§ What the task asks
Locate the word "dimension" in the entries below, then gather every line that holds it.

◆ ◆ ◆

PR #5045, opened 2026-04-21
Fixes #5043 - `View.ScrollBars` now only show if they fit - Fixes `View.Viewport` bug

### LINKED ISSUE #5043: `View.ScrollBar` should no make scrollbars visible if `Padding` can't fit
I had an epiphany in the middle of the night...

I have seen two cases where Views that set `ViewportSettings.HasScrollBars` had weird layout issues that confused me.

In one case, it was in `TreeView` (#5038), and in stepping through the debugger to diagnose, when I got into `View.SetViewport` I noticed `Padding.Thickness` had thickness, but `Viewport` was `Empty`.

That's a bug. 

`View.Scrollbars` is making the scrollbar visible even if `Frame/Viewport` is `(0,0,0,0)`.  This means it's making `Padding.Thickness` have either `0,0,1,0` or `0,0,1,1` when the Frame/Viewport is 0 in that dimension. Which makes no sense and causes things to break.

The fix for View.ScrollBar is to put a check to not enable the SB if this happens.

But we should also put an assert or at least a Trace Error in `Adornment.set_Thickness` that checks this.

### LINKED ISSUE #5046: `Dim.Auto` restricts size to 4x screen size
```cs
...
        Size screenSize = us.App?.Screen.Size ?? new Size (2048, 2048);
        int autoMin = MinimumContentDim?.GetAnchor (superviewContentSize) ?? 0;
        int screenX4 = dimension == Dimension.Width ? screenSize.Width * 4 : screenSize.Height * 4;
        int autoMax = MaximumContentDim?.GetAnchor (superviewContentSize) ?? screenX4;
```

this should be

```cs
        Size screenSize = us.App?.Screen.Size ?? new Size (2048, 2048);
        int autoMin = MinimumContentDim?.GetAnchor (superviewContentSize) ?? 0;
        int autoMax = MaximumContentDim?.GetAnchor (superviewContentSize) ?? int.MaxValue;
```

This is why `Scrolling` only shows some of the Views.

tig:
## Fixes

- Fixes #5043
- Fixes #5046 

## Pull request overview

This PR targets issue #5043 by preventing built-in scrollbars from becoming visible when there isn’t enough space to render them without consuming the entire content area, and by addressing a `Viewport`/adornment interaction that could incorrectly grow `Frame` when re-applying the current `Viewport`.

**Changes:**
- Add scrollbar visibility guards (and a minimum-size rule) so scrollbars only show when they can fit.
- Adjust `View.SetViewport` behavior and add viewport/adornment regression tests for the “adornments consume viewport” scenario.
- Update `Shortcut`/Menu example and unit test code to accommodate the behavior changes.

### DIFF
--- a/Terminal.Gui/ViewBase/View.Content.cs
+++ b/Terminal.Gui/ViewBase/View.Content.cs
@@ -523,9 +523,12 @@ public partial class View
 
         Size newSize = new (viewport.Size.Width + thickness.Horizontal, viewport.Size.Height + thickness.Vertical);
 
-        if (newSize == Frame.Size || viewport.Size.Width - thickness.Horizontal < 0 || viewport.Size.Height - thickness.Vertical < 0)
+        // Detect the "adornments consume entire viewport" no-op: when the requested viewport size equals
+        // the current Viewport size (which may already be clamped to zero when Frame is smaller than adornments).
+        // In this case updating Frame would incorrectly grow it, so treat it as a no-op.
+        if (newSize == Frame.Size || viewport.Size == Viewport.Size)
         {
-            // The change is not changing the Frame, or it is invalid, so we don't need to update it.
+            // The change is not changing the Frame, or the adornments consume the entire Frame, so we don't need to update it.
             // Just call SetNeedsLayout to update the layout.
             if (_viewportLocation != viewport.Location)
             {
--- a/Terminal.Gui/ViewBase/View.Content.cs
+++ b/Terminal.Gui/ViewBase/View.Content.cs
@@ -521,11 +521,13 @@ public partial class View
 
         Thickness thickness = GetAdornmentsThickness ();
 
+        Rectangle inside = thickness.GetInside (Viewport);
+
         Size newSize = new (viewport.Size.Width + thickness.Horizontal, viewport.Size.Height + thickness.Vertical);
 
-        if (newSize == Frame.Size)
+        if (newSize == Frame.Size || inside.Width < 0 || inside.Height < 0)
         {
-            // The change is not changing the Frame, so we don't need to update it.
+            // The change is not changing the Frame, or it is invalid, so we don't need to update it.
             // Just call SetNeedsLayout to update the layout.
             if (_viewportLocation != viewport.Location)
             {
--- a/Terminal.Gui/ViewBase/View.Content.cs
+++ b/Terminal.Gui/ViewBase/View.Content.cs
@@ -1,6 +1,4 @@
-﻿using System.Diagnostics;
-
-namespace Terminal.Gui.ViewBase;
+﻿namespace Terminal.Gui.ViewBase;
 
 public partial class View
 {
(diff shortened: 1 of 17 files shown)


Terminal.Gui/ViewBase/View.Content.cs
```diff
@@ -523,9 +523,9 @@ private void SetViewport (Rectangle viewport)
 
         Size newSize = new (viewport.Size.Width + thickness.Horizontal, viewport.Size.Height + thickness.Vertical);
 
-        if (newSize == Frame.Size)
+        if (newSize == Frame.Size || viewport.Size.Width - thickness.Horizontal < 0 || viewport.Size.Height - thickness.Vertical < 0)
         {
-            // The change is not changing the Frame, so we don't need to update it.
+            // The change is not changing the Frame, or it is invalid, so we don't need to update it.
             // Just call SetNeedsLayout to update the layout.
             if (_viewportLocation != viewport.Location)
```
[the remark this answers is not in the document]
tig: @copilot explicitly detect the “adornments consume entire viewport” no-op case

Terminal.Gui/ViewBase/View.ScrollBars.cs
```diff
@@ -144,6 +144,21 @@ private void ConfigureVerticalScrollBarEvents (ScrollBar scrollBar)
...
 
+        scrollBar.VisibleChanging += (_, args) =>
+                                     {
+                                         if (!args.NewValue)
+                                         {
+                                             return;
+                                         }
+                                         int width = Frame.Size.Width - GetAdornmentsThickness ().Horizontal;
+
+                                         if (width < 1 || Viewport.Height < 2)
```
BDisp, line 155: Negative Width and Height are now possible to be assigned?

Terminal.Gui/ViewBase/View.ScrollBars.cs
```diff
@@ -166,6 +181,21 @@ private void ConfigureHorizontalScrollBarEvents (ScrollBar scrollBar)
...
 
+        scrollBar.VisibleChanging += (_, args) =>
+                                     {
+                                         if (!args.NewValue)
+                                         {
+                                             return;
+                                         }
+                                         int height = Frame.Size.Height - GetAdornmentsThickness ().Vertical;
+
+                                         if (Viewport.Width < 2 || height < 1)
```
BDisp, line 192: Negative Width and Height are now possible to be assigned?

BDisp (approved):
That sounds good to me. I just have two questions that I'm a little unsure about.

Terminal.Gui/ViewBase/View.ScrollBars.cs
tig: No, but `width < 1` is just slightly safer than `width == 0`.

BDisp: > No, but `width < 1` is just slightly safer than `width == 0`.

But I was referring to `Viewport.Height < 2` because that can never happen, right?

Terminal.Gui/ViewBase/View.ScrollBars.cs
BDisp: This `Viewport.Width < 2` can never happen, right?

◆ ◆ ◆

§ Task response
`View.Scrollbars` is making the scrollbar visible even if `Frame/Viewport` is `(0,0,0,0)`.  This means it's making `Padding.Thickness` have either `0,0,1,0` or `0,0,1,1` when the Frame/Viewport is 0 in that dimension. Which makes no sense and causes things to break.
        int screenX4 = dimension == Dimension.Width ? screenSize.Width * 4 : screenSize.Height * 4;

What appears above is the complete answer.